[Collected data]
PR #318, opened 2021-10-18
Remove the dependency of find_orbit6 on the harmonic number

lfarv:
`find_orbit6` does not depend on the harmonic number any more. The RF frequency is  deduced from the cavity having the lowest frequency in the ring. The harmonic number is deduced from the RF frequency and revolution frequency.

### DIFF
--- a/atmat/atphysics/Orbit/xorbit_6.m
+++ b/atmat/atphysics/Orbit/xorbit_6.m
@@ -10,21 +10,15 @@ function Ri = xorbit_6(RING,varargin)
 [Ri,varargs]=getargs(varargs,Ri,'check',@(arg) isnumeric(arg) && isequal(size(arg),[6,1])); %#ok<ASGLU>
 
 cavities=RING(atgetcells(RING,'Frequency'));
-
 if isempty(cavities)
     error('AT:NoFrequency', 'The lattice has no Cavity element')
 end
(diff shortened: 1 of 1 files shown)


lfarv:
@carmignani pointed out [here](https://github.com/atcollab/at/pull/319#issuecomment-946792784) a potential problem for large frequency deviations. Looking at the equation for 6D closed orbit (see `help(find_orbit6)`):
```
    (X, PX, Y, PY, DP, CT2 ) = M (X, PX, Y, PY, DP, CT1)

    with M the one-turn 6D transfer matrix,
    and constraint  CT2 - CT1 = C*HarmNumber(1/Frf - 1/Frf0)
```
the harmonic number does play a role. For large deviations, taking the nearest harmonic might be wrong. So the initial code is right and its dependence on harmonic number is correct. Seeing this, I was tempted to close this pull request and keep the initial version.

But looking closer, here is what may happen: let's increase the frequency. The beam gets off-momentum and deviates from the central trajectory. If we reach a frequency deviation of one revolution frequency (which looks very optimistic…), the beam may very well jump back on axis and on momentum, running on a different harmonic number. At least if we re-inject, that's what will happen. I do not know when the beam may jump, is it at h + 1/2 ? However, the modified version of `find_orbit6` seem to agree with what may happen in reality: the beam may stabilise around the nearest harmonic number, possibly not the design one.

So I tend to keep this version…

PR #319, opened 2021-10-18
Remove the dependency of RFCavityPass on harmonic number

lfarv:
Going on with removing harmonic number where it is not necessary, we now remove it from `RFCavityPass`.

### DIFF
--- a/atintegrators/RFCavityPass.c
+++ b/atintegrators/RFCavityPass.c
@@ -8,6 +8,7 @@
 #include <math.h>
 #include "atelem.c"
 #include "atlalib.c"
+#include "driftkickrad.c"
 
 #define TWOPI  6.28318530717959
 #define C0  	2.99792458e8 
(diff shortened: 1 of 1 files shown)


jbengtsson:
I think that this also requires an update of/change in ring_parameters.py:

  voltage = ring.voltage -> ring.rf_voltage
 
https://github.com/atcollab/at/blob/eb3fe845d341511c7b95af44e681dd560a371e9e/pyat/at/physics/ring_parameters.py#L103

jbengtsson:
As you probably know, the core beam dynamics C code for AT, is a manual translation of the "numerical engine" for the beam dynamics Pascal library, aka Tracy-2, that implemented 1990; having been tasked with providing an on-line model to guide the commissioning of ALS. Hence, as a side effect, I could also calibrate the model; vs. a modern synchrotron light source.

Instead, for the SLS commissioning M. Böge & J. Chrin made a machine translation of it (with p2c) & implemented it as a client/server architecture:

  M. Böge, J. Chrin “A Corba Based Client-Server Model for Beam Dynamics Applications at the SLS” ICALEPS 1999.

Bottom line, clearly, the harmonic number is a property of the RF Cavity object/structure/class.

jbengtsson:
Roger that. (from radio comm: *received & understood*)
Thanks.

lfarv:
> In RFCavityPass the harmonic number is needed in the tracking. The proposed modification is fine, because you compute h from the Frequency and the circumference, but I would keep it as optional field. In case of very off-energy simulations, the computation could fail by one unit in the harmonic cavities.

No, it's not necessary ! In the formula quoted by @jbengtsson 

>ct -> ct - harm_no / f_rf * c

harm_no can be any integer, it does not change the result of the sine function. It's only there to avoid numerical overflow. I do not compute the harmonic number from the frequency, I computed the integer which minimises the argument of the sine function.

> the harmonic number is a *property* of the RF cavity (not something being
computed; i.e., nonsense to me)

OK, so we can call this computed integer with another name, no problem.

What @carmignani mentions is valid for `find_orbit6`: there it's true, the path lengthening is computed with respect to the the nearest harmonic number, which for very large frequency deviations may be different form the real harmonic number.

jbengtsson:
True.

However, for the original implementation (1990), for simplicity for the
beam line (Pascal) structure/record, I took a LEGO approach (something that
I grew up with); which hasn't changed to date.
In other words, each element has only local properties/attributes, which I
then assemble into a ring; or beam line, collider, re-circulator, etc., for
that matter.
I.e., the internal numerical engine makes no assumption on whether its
==
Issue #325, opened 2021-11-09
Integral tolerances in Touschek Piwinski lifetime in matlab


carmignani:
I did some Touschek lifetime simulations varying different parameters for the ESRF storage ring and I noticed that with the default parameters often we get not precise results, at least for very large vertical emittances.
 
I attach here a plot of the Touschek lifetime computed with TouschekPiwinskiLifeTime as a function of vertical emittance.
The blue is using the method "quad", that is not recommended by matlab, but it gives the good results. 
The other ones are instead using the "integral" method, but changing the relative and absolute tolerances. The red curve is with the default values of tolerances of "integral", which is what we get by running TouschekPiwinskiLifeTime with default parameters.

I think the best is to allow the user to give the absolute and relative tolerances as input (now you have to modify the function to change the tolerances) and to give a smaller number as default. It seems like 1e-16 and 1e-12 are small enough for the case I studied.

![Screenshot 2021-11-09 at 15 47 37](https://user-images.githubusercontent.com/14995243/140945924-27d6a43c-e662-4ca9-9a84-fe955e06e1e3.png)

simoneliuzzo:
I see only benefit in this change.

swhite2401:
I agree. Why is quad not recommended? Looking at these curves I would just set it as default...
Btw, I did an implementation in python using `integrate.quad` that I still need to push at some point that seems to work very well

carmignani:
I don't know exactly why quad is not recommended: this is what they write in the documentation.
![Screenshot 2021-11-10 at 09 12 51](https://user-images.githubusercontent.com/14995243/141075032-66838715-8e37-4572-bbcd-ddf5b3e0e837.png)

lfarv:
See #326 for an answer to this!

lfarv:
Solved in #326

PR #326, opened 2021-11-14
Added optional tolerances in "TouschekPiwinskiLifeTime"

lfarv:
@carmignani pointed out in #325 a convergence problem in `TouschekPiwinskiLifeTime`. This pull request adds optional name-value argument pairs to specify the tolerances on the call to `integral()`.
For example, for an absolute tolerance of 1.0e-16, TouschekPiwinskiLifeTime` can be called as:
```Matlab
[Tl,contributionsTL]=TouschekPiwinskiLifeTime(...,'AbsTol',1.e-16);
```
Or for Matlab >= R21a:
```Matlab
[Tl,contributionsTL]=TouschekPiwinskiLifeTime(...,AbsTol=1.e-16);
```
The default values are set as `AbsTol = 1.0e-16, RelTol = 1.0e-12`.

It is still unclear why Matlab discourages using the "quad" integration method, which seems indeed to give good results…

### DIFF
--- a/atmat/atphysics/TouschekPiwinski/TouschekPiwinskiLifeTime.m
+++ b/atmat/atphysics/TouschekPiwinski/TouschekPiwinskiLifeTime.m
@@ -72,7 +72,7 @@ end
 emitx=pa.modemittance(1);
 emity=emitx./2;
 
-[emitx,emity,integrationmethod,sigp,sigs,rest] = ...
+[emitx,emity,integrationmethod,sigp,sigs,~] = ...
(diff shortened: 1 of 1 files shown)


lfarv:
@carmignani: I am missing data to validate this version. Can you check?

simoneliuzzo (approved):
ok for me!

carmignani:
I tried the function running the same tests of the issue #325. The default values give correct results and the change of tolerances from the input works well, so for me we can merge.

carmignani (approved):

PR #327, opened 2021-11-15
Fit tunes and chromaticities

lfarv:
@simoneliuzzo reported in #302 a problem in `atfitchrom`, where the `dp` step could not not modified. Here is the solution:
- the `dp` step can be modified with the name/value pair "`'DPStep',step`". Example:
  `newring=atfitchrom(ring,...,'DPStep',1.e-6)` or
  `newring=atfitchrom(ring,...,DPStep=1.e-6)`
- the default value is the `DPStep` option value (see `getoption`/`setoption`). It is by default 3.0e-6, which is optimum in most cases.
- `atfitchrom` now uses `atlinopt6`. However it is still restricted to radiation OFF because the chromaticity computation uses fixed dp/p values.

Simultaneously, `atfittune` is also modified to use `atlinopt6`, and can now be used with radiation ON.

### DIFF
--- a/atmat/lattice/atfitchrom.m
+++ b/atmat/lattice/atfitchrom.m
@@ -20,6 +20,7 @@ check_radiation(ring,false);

EXERCISE: Every line in the records above with the string "would" in it should be shown.

TASK ANSWER:
> In RFCavityPass the harmonic number is needed in the tracking. The proposed modification is fine, because you compute h from the Frequency and the circumference, but I would keep it as optional field. In case of very off-energy simulations, the computation could fail by one unit in the harmonic cavities.
I agree. Why is quad not recommended? Looking at these curves I would just set it as default...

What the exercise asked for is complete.